§ **Records for this exercise**
┏━━
Issue #194, opened 2023-06-19
add readmedocs badge in the readme


md-arif-shaikh:

md-arif-shaikh:
Addressed in #196

PR #196, opened 2023-06-22
Add docs badge link, addresses #194

duetosymmetry:


md-arif-shaikh:
The patch itself looks good, however what about the build not running when PR is from a fork instead of a branch? @vijayvarma392

vijayvarma392:
> The patch itself looks good, however what about the build not running when PR is from a fork instead of a branch? @vijayvarma392

Ok, feel free to merge, but:
Please leave a comment explaining the reason, for Leo's sake.
Update the instructions here, so we say we prefer the branch from main repo + PR approach: https://github.com/vijayvarma392/gw_eccentricity/blob/main/README_developers.md#contributing-to-gw_eccentricity.

duetosymmetry:
Wait, are you saying that if somebody wants to contribute, you have to first give them write access to your repo so they can push a branch?

md-arif-shaikh:
Yeah, I don't know if it's the correct approach, can't we figure out what workflow would work for fork + PR?

vijayvarma392:
> Yeah, I don't know if it's the correct approach, can't we figure out what workflow would work for fork + PR?

Sure, would be nice to fix it.
It can be turned on for PRs like this: https://github.com/vijayvarma392/gw_eccentricity/commit/57b184c50379f7a383277131f663038cd0b1c944, but this was running tests twice in some scenarios that I don't remember anymore.

md-arif-shaikh:
> > Yeah, I don't know if it's the correct approach, can't we figure out what workflow would work for fork + PR?
> 
> Sure, would be nice to fix it. It can be turned on for PRs like this: [57b184c](https://github.com/vijayvarma392/gw_eccentricity/commit/57b184c50379f7a383277131f663038cd0b1c944), but this was running tests twice in some scenarios that I don't remember anymore.

Maybe we should turn that on and see if there are issues. I looked at a few public GitHub projects and the workflow is on both push and pull_request. So maybe we will not be doing anything totally wrong.

md-arif-shaikh:
Hi @duetosymmetry, the workflow is modified so that tests run for PR from forks. Could you pull the changes from main so that it passes the tests before we merge this?

md-arif-shaikh (approved):

Issue #60, opened 2022-05-28
dataDict should know how to handle cases where amp/phase are provided directly


vijayvarma392:
There are situations where models already have access to Amp22 and phi22. We should not force them to first compute h22. Instead, if Amp22/phi22 are in dataDict, it should just use them. Similarly, if omega22 is also provided, it should not recompute it.

md-arif-shaikh:
implemented in #197

PR #197, opened 2023-06-27
allow Amp, omega, phase in dataDict

md-arif-shaikh:
Addresses #60. Allows providing `amplm`, `omegalm`, `phaselm` in `dataDict`. If all of these or a subset of these are provided, new functions are added to prioritize which data to use.

### DIFF
--- a/gw_eccentricity/eccDefinition.py
+++ b/gw_eccentricity/eccDefinition.py
@@ -443,7 +443,7 @@ class eccDefinition:
                                        dataDict,
                                        num_orbits_to_exclude_before_merger,
                                        extra_kwargs):
-        """Truncate dataDict if "num_orbits_to_exclude_before_merger" is not None.
+        """Truncate dataDict if `num_orbits_to_exclude_before_merger` is not None.
 
         parameters
         ----------
@@ -456,9 +456,14 @@ class eccDefinition:
 
         Returns
         -------
-        dataDict:
-            Truncated if num_orbits_to_exclude_before_merger is not None
-            else the unchanged dataDict.
+        newDataDict:
+            Dictionary containing the amplitude, phase and omega of the
+            eccentric waveform modes. Includes the same of the zeroecc waveform
+            modes when present in the input `dataDict`.
+
+            If `num_orbits_to_exclude_before_merger` is not None, then the
+            eccentric data, i.e., amplitude, phase, omega of the available
+            modes, are truncated before newDataDict is returned.
         t_merger:
             Merger time evaluated as the time of the global maximum of
             amplitude_using_all_modes. This is computed before the truncation.
@@ -522,14 +527,11 @@ class eccDefinition:
                     num_orbits_to_exclude_before_merger)
             # Truncate amp, phase, omega in eccentric waveform data.
             for k in ["amplm", "phaselm", "omegalm"]:
-                if k in newDataDict:
-                    for mode in newDataDict[k]:
-                        newDataDict[k][mode] \
-                            = newDataDict[k][mode][
-                                :index_num_orbits_earlier_than_merger]
-                        newDataDict["t"] \
-                            = newDataDict["t"][
-                                :index_num_orbits_earlier_than_merger]
+                for mode in newDataDict[k]:
+                    newDataDict[k][mode] = newDataDict[k][mode][
+                        :index_num_orbits_earlier_than_merger]
+                    newDataDict["t"] = newDataDict["t"][
+                        :index_num_orbits_earlier_than_merger]
         return newDataDict, t_merger, amp22_merger, min_width_for_extrema
 
     def get_width_for_peak_finder_from_phase22(self,
--- a/gw_eccentricity/eccDefinition.py
+++ b/gw_eccentricity/eccDefinition.py
@@ -44,11 +44,13 @@ class eccDefinition:
                         "omegalm_zeroecc": omegaDict,
                        }
 
-            "t" and at least one of the followings are mandatory:
+            "t" and one of the followings are mandatory:
 
             - "hlm"
             - "amplm" and "phaselm"
 
+            Note that providing "hlm", "amplm" and "phaselm" all at the same
+            time will raise error.
             Apart from specifying "hlm" or "amplm" and "phaselm", the user can
             also provide "omegalm". If the "omegalm" key is not explicitly
             provided, it is computed from the given "hlm" or "phaselm" using
@@ -56,11 +58,13 @@ class eccDefinition:
 
             The keys with suffix "zeroecc" are only required for
             `ResidualAmplitude` and `ResidualFrequency` methods, where
-            "t_zeroecc" and at least one of the followings are to be provided:
+            "t_zeroecc" and one of the followings are to be provided:
 
             - "hlm_zeroecc"
             - "amplm_zeroecc" and "phaselm_zeroecc"
 
+            Note that providing "hlm_zeroecc", "amplm_zeroecc" and
+            "phaselm_zeroecc" all at the same time will raise error.
             Similar to "omegalm", the user can also provide "omegalm_zeroecc".
             If it is not provided in `dataDict`, it is computed from the given
             "hlm_zeroecc" or "phaselm_zeroecc" using finite difference method.
@@ -506,6 +510,15 @@ class eccDefinition:
             Minimum width for the `find_peaks` function. This is computed
             before the truncation.
         """
+        # Check that the dataDict contains either the hlms or the amplm/phaselm
+        # and not both of these.
+        for suffix in ["", "_zeroecc"]:
+            if all(key+suffix in dataDict for key in
+                   ["hlm", "amplm", "phaselm"]):
+                raise Exception(
+                    f"Provide either `hlm{suffix}` or both of `amplm{suffix}` "
+                    f"and `phaselm{suffix}`. `dataDict` should not contain "
+                    "all of the three at the same time.")
         # Create a new dictionary that will contain the data necessary for
         # eccentricity measurement.
         newDataDict = {}
--- a/gw_eccentricity/eccDefinition.py
+++ b/gw_eccentricity/eccDefinition.py
@@ -49,7 +49,6 @@ class eccDefinition:
 
             - "hlm"
             - "amplm" and "phaselm"
-            - "amplm" and "omegalm".
 
             The keys with suffix "zeroecc"
             are only required for `ResidualAmplitude` and
@@ -58,7 +57,6 @@ class eccDefinition:
 
             - "hlm_zeroecc"
             - "amplm_zeroecc" and "phaselm_zeroecc"
-            - "amplm_zeroecc" and "omegalm_zeroecc".
 
             If provided for other methods, they are
             used for additional diagnostic plots, which can be helpful
@@ -69,14 +67,14 @@ class eccDefinition:
 
             - "t": 1d array of times.
 
-                - Should be uniformly sampled, with a small enough time step
-                  so that omega22(t) can be accurately computed. We use a
-                  4th-order finite difference scheme. In dimensionless units,
-                  we recommend a time step of dtM = 0.1M to be conservative,
-                  but one may be able to get away with larger time steps like
-                  dtM = 1M. The corresponding time step in seconds would be dtM
-                  * M * lal.MTSUN_SI, where M is the total mass in Solar
-                  masses.
+                - Should be uniformly sampled, with a small enough time step so
+                  that omega22(t) can be accurately computed, if necessary. We
+                  use a 4th-order finite difference scheme. In dimensionless
+                  units, we recommend a time step of dtM = 0.1M to be
+                  conservative, but one may be able to get away with larger
+                  time steps like dtM = 1M. The corresponding time step in
+                  seconds would be dtM * M * lal.MTSUN_SI, where M is the total
+                  mass in Solar masses.
                 - We do not require the waveform peak amplitude to occur at any
                   specific time, but tref_in should follow the same convention
                   for peak time as "t".
@@ -101,13 +99,13 @@ class eccDefinition:
               with "t". Should have the same format as "hlm", except that the
               phase is real. The phaselm is related to hlm as hlm = amplm *
               exp(- i phaselm) ensuring that the phaselm is monotonically
-              increasing.
+              increasing for m > 0 modes.
 
             - "omegalm": Dictionary of the frequencies of the waveform modes
               associated with "t". Should have the same format as "hlm", except
               that the omegalm is real. omegalm is obtained from the phaselm
               (see above) as omegalm = d/dt phaselm, which means that the
-              omegalm is positive.
+              omegalm is positive for m > 0 modes.
 
             - "t_zeroecc" and "hlm_zeroecc":
 
@@ -129,7 +127,6 @@ class eccDefinition:
             - "amplm_zeroecc", "phaselm_zeroecc" and "omegalm_zeroecc":
                 Same as "amplm", "phaselm" and "omegalm", respectively, but
                 for the quasicircular counterpart to the eccentric waveform.
-                Should have same format as "hlm_zeroecc".
 
         num_orbits_to_exclude_before_merger:
                 Can be None or a non negative number.  If None, the full
@@ -231,7 +228,7 @@ class eccDefinition:
         """
         # Get data necessary for eccentricity measurement
         self.dataDict, self.t_merger, self.amp22_merger, \
-            min_width_for_extrema = self.get_necessary_data(
+            min_width_for_extrema = self.process_data_dict(
                 dataDict, num_orbits_to_exclude_before_merger, extra_kwargs)
         self.t = self.dataDict["t"]
         # check if the time steps are equal, the derivative function
@@ -330,7 +327,7 @@ class eccDefinition:
         For example, if `dataDict` has only the complex hlm modes, this
         functions uses the hlm modes to create a dictionary containing the
         amplitude, phase and omega by decomposing the hlm modes. Afterwards,
-        only these waveform data in the new dataDict is used for all the
+        only these waveform data in the new dataDict is used for all
         further computations.
         """
         amp_phase_omega_dict = {}
@@ -360,8 +357,6 @@ class eccDefinition:
                 {"omegalm_zeroecc": self.get_omegalm_from_phaselm(
                     dataDict["t_zeroecc"],
                     amp_phase_omega_dict["phaselm_zeroecc"])})
-        else:
-            pass
         return amp_phase_omega_dict
 
     def get_amplm_from_dataDict(self, dataDict):
@@ -379,13 +374,10 @@ class eccDefinition:
                 # compute amplitude of each hlm mode and add to ampDict
                 for k in dataDict["hlm" + suffix]:
                     ampDict.update({k: np.abs(dataDict["hlm" + suffix][k])})
-            else:
-                if suffix == "_zeroecc":
-                    # zeroecc amplitude is required only for Residual methods.
-                    pass
-                else:
-                    raise Exception("dataDict should contain at least one of"
-                                    " `'amplm'` or `hlm` dict.")
+            elif suffix == "":
+                raise Exception("dataDict should contain at least one of "
+                                "['amplm' 'hlm'] for computing amplitude of "
+                                "the waveform modes.")
         amplmDict = {"amplm": amplm}
         if amplm_zeroecc:
             amplmDict.update({"amplm_zeroecc": amplm_zeroecc})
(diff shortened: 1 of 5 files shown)


gw_eccentricity/eccDefinition.py
```diff
@@ -192,12 +234,15 @@ def __init__(self, dataDict, num_orbits_to_exclude_before_merger=2,
...
             raise Exception("Input time array must have uniform time steps.\n"
                             f"Time steps are {self.t_diff}")
-        self.hlm = self.dataDict["hlm"]
-        self.h22 = self.hlm[(2, 2)]
-        self.amp22 = np.abs(self.h22)
-        self.phase22 = - np.unwrap(np.angle(self.h22))
-        self.omega22 = time_deriv_4thOrder(self.phase22,
-                                           self.t[1] - self.t[0])
+        # get phase22 from dataDict
+        self.phase22, self.omega22, self.h22 = self.compute_phase22(self.dataDict)
```
vijayvarma392, line 238: Well, it does more than compute phase...
Maybe a single function called decompose_waveform, which returns phase22, omega22, amp22 and h22?

gw_eccentricity/eccDefinition.py
```diff
@@ -192,12 +234,15 @@ def __init__(self, dataDict, num_orbits_to_exclude_before_merger=2,
...
+        # get amp22 from dataDict
+        self.amp22, _ = self.compute_amp22(self.dataDict)
+        # get omega22 from dataDict
+        # check if omega22 has been already computed when getting
+        # phase22.
+        if self.omega22 is None:
+            self.omega22 = self.compute_omega22(self.dataDict)
```
vijayvarma392, line 245: Just do this in that one function?

gw_eccentricity/eccDefinition.py
```diff
@@ -251,16 +296,25 @@ def __init__(self, dataDict, num_orbits_to_exclude_before_merger=2,
         self.t_for_omega22_average = None
         self.omega22_average = None
 
-        if "hlm_zeroecc" in self.dataDict:
-            self.compute_res_amp_and_omega22()
+        # compute residual data
+        if any(["hlm_zeroecc" in self.dataDict,
+                "amplm_zeroecc" in self.dataDict and "omegalm_zeroecc" in self.dataDict,
+                "amplm_zeroecc" in self.dataDict and "phaselm_zeroecc" in self.dataDict]):
+            self.compute_res_amp22_and_res_omega22()
```
vijayvarma392, line 303: Why does this need a separate function?

gw_eccentricity/eccDefinition.py
```diff
@@ -251,16 +296,25 @@ def __init__(self, dataDict, num_orbits_to_exclude_before_merger=2,
         self.t_for_omega22_average = None
         self.omega22_average = None
 
-        if "hlm_zeroecc" in self.dataDict:
-            self.compute_res_amp_and_omega22()
+        # compute residual data
+        if any(["hlm_zeroecc" in self.dataDict,
+                "amplm_zeroecc" in self.dataDict and "omegalm_zeroecc" in self.dataDict,
+                "amplm_zeroecc" in self.dataDict and "phaselm_zeroecc" in self.dataDict]):
```
vijayvarma392, line 302: Just check for `hlm_zeroecc` and `amplm_zeroecc`? Why do you care here whether phase or omega is given?

gw_eccentricity/eccDefinition.py
```diff
@@ -295,19 +349,20 @@ def truncate_dataDict_if_necessary(self,
             truncation.
         """
         t = dataDict["t"]
-        phase22 = - np.unwrap(np.angle(dataDict["hlm"][(2, 2)]))
+        # Get phase22 depending on what is provided in dataDict
+        phase22, omega22, h22 = self.compute_phase22(dataDict)
```
vijayvarma392, line 353: It's not nice that you have to do this here, and again after truncation.
Is there a better way? This is also a bit confusing.

vijayvarma392 (changes requested):

gw_eccentricity/eccDefinition.py
md-arif-shaikh: I agree with using a better name. But putting everything in the same function makes it too long. Also, we do not need to compute each of these data at the same time. For example, in the truncate_dataDict.., we just need the phase and amp, we do not need h22 or omega22 there.

gw_eccentricity/eccDefinition.py
md-arif-shaikh: Do you mean putting these lines for getting amp22, phase22, and omega22 in a single wrapper function and calling it? As mentioned above, I don't think writing a single function that gets all these is better than keeping separate functions for each of these.

gw_eccentricity/eccDefinition.py
md-arif-shaikh: What do you mean? computing the residual amp22 and omega22 is lengthy, we did not want to do all those staff in init itself and decided to do it in a separate function and call it in init.

gw_eccentricity/eccDefinition.py
md-arif-shaikh: Because we can compute residual omega22 if omega22_zeroecc is provided? Note: We are computing both omega22 residual and amp22 residual in the following function.

gw_eccentricity/eccDefinition.py
md-arif-shaikh: We discussed this earlier. The thing is that we need information about the full amp22 and phase22 to set the minimum width for peak_finding before truncating the dataDict. Once it passes the truncated dataDict, we use that to get waveform quantities to be used for extrema finding.

gw_eccentricity/eccDefinition.py
```diff
@@ -67,7 +93,18 @@ def __init__(self, dataDict, num_orbits_to_exclude_before_merger=2,
                     m) waveform mode. Should contain at least the (2, 2) mode,
                     but more modes can be included, as indicated by the
                     ellipsis '...'  above.
+
+            - "amplm": Dictionary of amplitudes of waveform modes associated
+              with "t". Should have the same format as "hlm".
```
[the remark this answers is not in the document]
md-arif-shaikh: Done

gw_eccentricity/eccDefinition.py
```diff
@@ -31,21 +32,44 @@ def __init__(self, dataDict, num_orbits_to_exclude_before_merger=2,
...
+                        "amplm_zeroecc": ampDict,
+                        "phaselm_zeroecc": phaseDict,
+                        "omegalm_zeroecc": omegaDict,
+                       }
+
+            "t" and at least one of the followings are mandatory:
+
+            - "hlm"
+            - "amplm" and "phaselm"
+            - "amplm" and "omegalm".
```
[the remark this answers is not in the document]
md-arif-shaikh: Done

gw_eccentricity/eccDefinition.py
```diff
@@ -251,24 +297,178 @@ def __init__(self, dataDict, num_orbits_to_exclude_before_merger=2,
...
+        eccentricity and mean anomaly, we need amplitude, phase and omega. In
+        this function, we get these data from `dataDict` and create a new
+        dictionary that contains only the amplitude, phase and omega of the
+        available modes.
+
+        For example, if `dataDict` has only the complex hlm modes, this
+        functions uses the hlm modes to create a dictionary containing the
+        amplitude, phase and omega by decomposing the hlm modes. Afterwards,
+        only these waveform data in the new dataDict is used for all the
+        further computations.
```
vijayvarma392, line 334: "all the further computations" --> "all further computations"
Good to run a grammar check.

gw_eccentricity/eccDefinition.py
```diff
@@ -251,24 +297,178 @@ def __init__(self, dataDict, num_orbits_to_exclude_before_merger=2,
...
+            elif "hlm" + suffix in dataDict:
+                # Compute phase of each mode in hlm and add to phaselm
+                for k in dataDict["hlm" + suffix]:
+                    phaseDict.update(
+                        {k: - np.unwrap(
+                            np.angle(dataDict["hlm" + suffix][k]))})
+            elif "omegalm" + suffix in dataDict:
+                # Compute phase of each mode from omega and add to phaseDict
+                for k in dataDict["omegalm" + suffix]:
+                    phaseDict.update(
```
vijayvarma392, line 416: This I'm not sure about.
It might be better to require:
Provide either:
1. hlm
2. Alm, philm
3. Alm, philm, omegalm
Instead of doing the integration under the hood, it's probably best to leave it to the user. Most waveforms have easy access to the phase, so having omega and not phase is unusual. My worry is that users that might have the phase might forget about it and just pass omega. And cumtrapz is only second-order accurate, so could eventually become a problem. The reason for allowing omega is the user may have a better omega than we get using a time derivative, in which case, we might as well use that.

gw_eccentricity/eccDefinition.py
```diff
@@ -251,24 +297,178 @@ def __init__(self, dataDict, num_orbits_to_exclude_before_merger=2,
...
+        # Look for zeroecc phaselm is amp_phase_omega_dict and compute
+        # omegalm_zeroecc from it if phaselm_zeroecc is present
+        elif "phaselm_zeroecc" in amp_phase_omega_dict \
+             and "t_zeroecc" in dataDict:
+            amp_phase_omega_dict.update(
+                {"omegalm_zeroecc": self.get_omegalm_from_phaselm(
+                    dataDict["t_zeroecc"],
+                    amp_phase_omega_dict["phaselm_zeroecc"])})
+        else:
+            pass
```
vijayvarma392, line 364: Why do you need this else condition if you're just going to do pass?

vijayvarma392 (changes requested):

gw_eccentricity/eccDefinition.py
```diff
@@ -31,21 +31,44 @@ def __init__(self, dataDict, num_orbits_to_exclude_before_merger=2,
...
             used for additional diagnostic plots, which can be helpful
             for all methods. Any other keys in dataDict will be
             ignored, with a warning.
 
             The recognized keys are:
+
             - "t": 1d array of times.
+
                 - Should be uniformly sampled, with a small enough time step
                   so that omega22(t) can be accurately computed. We use a
```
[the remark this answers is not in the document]

gw_eccentricity/eccDefinition.py
```diff
@@ -67,7 +92,25 @@ def __init__(self, dataDict, num_orbits_to_exclude_before_merger=2,
...
+
+            - "amplm": Dictionary of amplitudes of waveform modes associated
+              with "t". Should have the same format as "hlm", except that the
+              amplitude is real.
+
+            - "phaselm": Dictionary of phases of waveform modes associated
+              with "t". Should have the same format as "hlm", except that the
+              phase is real. The phaselm is related to hlm as hlm = amplm *
+              exp(- i phaselm) ensuring that the phaselm is monotonically
+              increasing.
```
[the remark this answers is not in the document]
md-arif-shaikh: Corrected

gw_eccentricity/eccDefinition.py
md-arif-shaikh: done

gw_eccentricity/eccDefinition.py
md-arif-shaikh: Changed the code. It now requires the user to provide either hlm or amp and phase. If for example, amp and only omega are provided it will raise exception.

gw_eccentricity/eccDefinition.py
md-arif-shaikh: my bad. I assumed that I need to end the if-else always with an else, but apparently, it can just end with an elif. Removed it now.

vijayvarma392 (changes requested):

vijayvarma392:
I think this is almost there. You mentioned a test for the different dataDict options. I think that's a good idea, and recommend doing it in this PR itself.

gw_eccentricity/eccDefinition.py
```diff
@@ -31,34 +31,57 @@ def __init__(self, dataDict, num_orbits_to_exclude_before_merger=2,
...
-            "t" and "hlm" are mandatory. "t_zeroecc" and "hlm_zeroecc"
+                        "amplm_zeroecc": ampDict,
+                        "phaselm_zeroecc": phaseDict,
+                        "omegalm_zeroecc": omegaDict,
+                       }
+
+            "t" and at least one of the followings are mandatory:
+
+            - "hlm"
+            - "amplm" and "phaselm"
```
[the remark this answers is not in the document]
md-arif-shaikh: I can be provided with both `hlm` and `amplm/phaselm`. Added to doc.

gw_eccentricity/eccDefinition.py
```diff
@@ -67,7 +90,25 @@ def __init__(self, dataDict, num_orbits_to_exclude_before_merger=2,
...
+
+            - "phaselm": Dictionary of phases of waveform modes associated
+              with "t". Should have the same format as "hlm", except that the
+              phase is real. The phaselm is related to hlm as hlm = amplm *
+              exp(- i phaselm) ensuring that the phaselm is monotonically
+              increasing for m > 0 modes.
+
+            - "omegalm": Dictionary of the frequencies of the waveform modes
+              associated with "t". Should have the same format as "hlm", except
+              that the omegalm is real. omegalm is obtained from the phaselm
```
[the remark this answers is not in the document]

test/test_dataDict.py
```diff
@@ -0,0 +1,127 @@
...
+                  "ecc": 0.1,
+                  "mean_ano": 0,
+                  "include_zero_ecc": True}
+    dataDict = load_data.load_waveform(**lal_kwargs)
+
+    # get amplm, phaselm, omegalm
+    phaselm = {}
+    amplm = {}
+    omegalm = {}
+    dt = dataDict["t"][1] - dataDict["t"][0]
```
vijayvarma392, line 28: Add a sanity check that the time array is uniform. Good to add checks like this in multiple places, so that when we eventually switch to nonuniform time arrays, we know which places changes need to be made. 

In general, important to think about what your code is assuming, and add sanity checks -- I always try to do the exercise of "How can I break my code?".

test/test_dataDict.py
```diff
@@ -0,0 +1,127 @@
...
+        "t": dataDict["t"],
+        "amplm": amplm,
+        "phaselm": phaselm}
+
+    for method in available_methods:
+        # Using hlm
+        if "Residual" in method:
+            # add zeroecc hlm
+            data_hlm.update({"t_zeroecc": dataDict["t_zeroecc"],
+                             "hlm_zeroecc": dataDict["hlm_zeroecc"]})
```
vijayvarma392, line 62: Why not just do this in line 49 itself?

test/test_dataDict.py
```diff
@@ -0,0 +1,127 @@
...
+        return_dict_hlm = measure_eccentricity(
```
vijayvarma392, line 63: Confusing name...the retuned quantity is not a waveform dict. How about result_with_hlm?

test/test_dataDict.py
```diff
@@ -0,0 +1,127 @@
...
+            tref_in=dataDict["t"],
+            method=method,
+            dataDict=data_hlm)
+        gwecc_object_hlm = return_dict_hlm["gwecc_object"]
+        eccentricity_w_hlm = gwecc_object_hlm.eccentricity
+        mean_anomaly_w_hlm = gwecc_object_hlm.mean_anomaly
```
vijayvarma392, line 69: Be consistent. Sometimes you use `_hlm` sometimes `_w_hlm`. I like `_w_hlm` instead of my suggestion `with_hlm` above.

test/test_dataDict.py
```diff
@@ -0,0 +1,127 @@
...
+
+        # Using hlm with omegalm also provided
+        data_hlm.update({"omegalm": omegalm})
+        if "Residual" in method:
+            data_hlm.update(
+                {"omegalm_zeroecc": omegalm_zeroecc})
```
vijayvarma392, line 75: Same, why not just do this in line 72?

vijayvarma392 (changes requested):

test/test_dataDict.py
md-arif-shaikh: Done

test/test_dataDict.py
md-arif-shaikh: The residual data are not required for methods other than Residual ones. In most cases, users may try the non-residual methods first. Thus, I don't include the zeroecc data when the method is not Residual to make sure that there is no hidden dependence on zeroecc data in non-residual methods.

test/test_dataDict.py
md-arif-shaikh: Done

test/test_dataDict.py
md-arif-shaikh: Done

test/test_dataDict.py
md-arif-shaikh: as explained above

test/test_dataDict.py
```diff
@@ -26,6 +26,14 @@ def test_dataDict():
...
     omegalm = {}
     dt = dataDict["t"][1] - dataDict["t"][0]
+    # check that the time array is uniform. This is required to obtain omega by
+    # taking derivative of phase applying time_deriv_4thorder.
+    ids = np.where(np.abs(np.diff(dataDict["t"]) - dt) > 1e-7)[0]
+    if len(ids) > 0:
+        dt_ = np.diff(dataDict["t"])[ids[0]]
+        raise Exception("t_zeroecc is not uniform. dt at the start of the "
+                        f"time array is {dt}. dt={dt_} between {ids[0]} and "
+                        f"{ids[0]+1}. The difference is {dt - dt_}")
```
vijayvarma392: You already did a better version of this check here: https://github.com/vijayvarma392/gw_eccentricity/blob/main/gw_eccentricity/eccDefinition.py#L192, just repeat it here? Or make it a function if you like.

vijayvarma392 (changes requested):

test/test_dataDict.py
vijayvarma392: But, if I understand correctly, once you do this update, zeroecc data will be used for all methods, including nonresidual ones. Doesn't that defeat the purpose of what you are saying? Unless you get lucky and the order of the methods is so that the Residual ones happen at the end. But then, if someone creates a new method with some random name, that won't be covered in this scheme.

How about the much simpler: 
Make a function that takes two data_dicts: data_dict_hlm and data_dict_other.
This function compares the output of the two, and you just call this function multiple times with different dicts as data_dict_other.
Do the whole exercise with data_dicts with and without zero_ecc data. When the function tries to test it for a Residual method, but the data_dict doesn't contain residual data, just make it `continue` in the loop.
Something like that would make the code much easier to follow, and with far fewer long variable names. 
Added bonus, you test the nonresidual methods with and without zeroecc data, which are both realistic scenarios for a user.
What say?

test/test_dataDict.py
md-arif-shaikh: Done

test/test_dataDict.py
md-arif-shaikh: Okay, did change the code. I think it now checks more combinations of keys than I was doing earlier.

gw_eccentricity/eccDefinition.py
```diff
@@ -49,7 +49,7 @@ def __init__(self, dataDict, num_orbits_to_exclude_before_merger=2,
             - "hlm"
             - "amplm" and "phaselm"
 
-            Note that providing "hlm", "amplm" and "phaselm" all at the same
+            Note that providing "hlm" and "amplm" or "phaselm" at the same
```
vijayvarma392, line 52: Very confusing, make the whole thing simpler:
and one of the followings are mandatory:
 - "hlm" OR
 - "amplm" and "phaselm"
 but not both at the same time.

vijayvarma392: where I also did "one of the followings are" --> "one of the following is"

vijayvarma392: I edited my suggestion, please take a look now.

gw_eccentricity/eccDefinition.py
```diff
@@ -513,12 +513,13 @@ def process_data_dict(self,
...
-            if all(key+suffix in dataDict for key in
-                   ["hlm", "amplm", "phaselm"]):
+            if "hlm"+suffix in dataDict and ("amplm"+suffix in dataDict
+                                             or "phaselm"+suffix in dataDict):
                 raise Exception(
                     f"Provide either `hlm{suffix}` or both of `amplm{suffix}` "
                     f"and `phaselm{suffix}`. `dataDict` should not contain "
-                    "all of the three at the same time.")
+                    f"`hlm{suffix}` and `amplm{suffix}` or `phaselm{suffix}` "
+                    "at the same time.")
```
vijayvarma392, line 522: If I understand correctly, this won't raise an exception if I give only amplm in dataDict, is that correct?
Please always test code like this by making up examples.

vijayvarma392: You probably want do an xor, which is `^` in python.
Maybe something like
if hlm is there ^ (amplm is there and philm is there):
      raise Exception
but you should test it.

gw_eccentricity/eccDefinition.py

gw_eccentricity/eccDefinition.py
md-arif-shaikh: Okay, noticed the other comment. will look at the `^` thing.

gw_eccentricity/eccDefinition.py
```diff
@@ -508,16 +508,28 @@ def process_data_dict(self,
...
-                    "at the same time.")
+                    f"`dataDict` {'should' if suffix == '' else 'may'} "
+                    "contain one of the following: \n"
+                    f"1. 'hlm{suffix}' OR \n"
+                    f"2. 'amplm{suffix}' and 'phaselm{suffix}'\n"
+                    "But not both 1. and 2. at the same time.")
+        # Raise exception if hlm is not provided but either amplm and/or
+        # phaselm is also not provided
+        if ("hlm" not in dataDict) and any(["amplm" not in dataDict,
+                                            "phaselm" not in dataDict]):
```
vijayvarma392, line 528: BTW, seeing this, it seems unnessarily convoluted.
Can't you just do:
`all(k in dataDict for k in ["hlm", "amplm", "phaselm"])`
And similar for the other any above?

vijayvarma392 (approved):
┗━━
§ **Exercise**
Lines from the entries that contain the string "recommend" are what must be copied.

§ **Answer space**
-                  we recommend a time step of dtM = 0.1M to be conservative,
+                  units, we recommend a time step of dtM = 0.1M to be
I think this is almost there. You mentioned a test for the different dataDict options. I think that's a good idea, and recommend doing it in this PR itself.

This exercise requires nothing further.